Correctness: Ensures outputs match current code
No cruft: Old outputs don’t linger
Idempotency: Same code → same outputs

Alternative considered: Incremental updates

✅ Faster (only update changed files)
❌ Risk of stale files
❌ Non-deterministic (depends on previous state)

Solution: Clear by default; allow override via PROJR_OUTPUT_CLEAR.

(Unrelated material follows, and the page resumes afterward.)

PR #603, opened 2021-10-08
Use prettify for markdown files

Siegrift:


andreogle:
Nice - I wasn't aware that Prettier supported markdown 👍🏻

Why route dev builds to cache?

Decision: Dev builds write to _tmp/projr/v<version>/ not _output

Rationale:

Safety: Can’t accidentally overwrite released outputs
Isolation: Multiple dev builds don’t conflict
Cleanup: Cache can be deleted without losing work

Alternative considered: Use _output with flag to prevent overwrites

✅ Simpler mental model (one output location)
❌ Risk of accidental overwrites
❌ Harder to keep dev and release outputs separate

Why YAML not TOML/JSON?

Decision: Use YAML for configuration

Rationale:

Familiar: Most R users know YAML (R Markdown, pkgdown)
Readable: Comments, no quotes on strings
Expressive: Supports lists, nested structures

Alternatives considered:

TOML: - ✅ Simpler syntax - ❌ Less familiar in R ecosystem - ❌ Harder to nest deeply

JSON: - ✅ Strict, machine-friendly - ❌ Less human-readable (quotes, no comments) - ❌ Harder to hand-edit

Future directions

Potential enhancements

These are design considerations for future versions:

1. Incremental builds

Idea: Only rebuild changed documents

Pros: Faster builds, less re-rendering

Cons: More complexity, risk of stale outputs

Decision: Consider for v2.0 with careful invalidation logic

2. Dependency graphs

Idea: Track which outputs depend on which inputs

Pros: Finer-grained rebuilding, better traceability

Cons: Complexity, requires analysing code

Decision: Interesting but out-of-scope for now

3. Remote execution

Idea: Build on CI/cloud instead of locally

Pros: Reproducible environment, faster hardware

Cons: Network dependency, setup complexity

Decision: Possible via existing CI integrations (GitHub Actions)

4. Multi-language support

Idea: Support Python, Julia, etc., not just R

Pros: Broader audience, more use cases

Cons: Different ecosystems, more maintenance

Decision: Focus on R first; generalise later if demand exists

Comparison to alternatives

projr vs targets

targets: Pipeline tool for dependency tracking

Similarities: - Both focus on reproducibility - Both integrate with R Markdown

Differences: - targets: Focuses on caching intermediate results - projr: Focuses on versioning and archiving final outputs

Use together? Yes! Use targets for complex pipelines, projr for versioning and sharing.

projr vs workflowr

workflowr: Website-based project template

Similarities: - Both provide project structure - Both integrate with Git

Differences: - workflowr: Focuses on website generation - projr: Focuses on versioning and archiving

Use together? Potentially, though there’s overlap in Git integration.

projr vs usethis

usethis: Package development infrastructure

Similarities: - Both automate setup tasks - Both follow conventions

Differences: - usethis: For R packages - projr: For research projects

Use together? Yes! Use usethis for package development, projr for analysis projects.

Conclusion

projr’s design prioritises:

Simplicity: One function does everything
Safety: Dev builds can’t break releases
Transparency: Configuration is visible and version-controlled
Reproducibility: Automatic versioning and archiving

These principles guide every design decision, from directory structure to function naming to configuration format.

The result is a tool that makes reproducible research easier than non-reproducible research—which is exactly the point.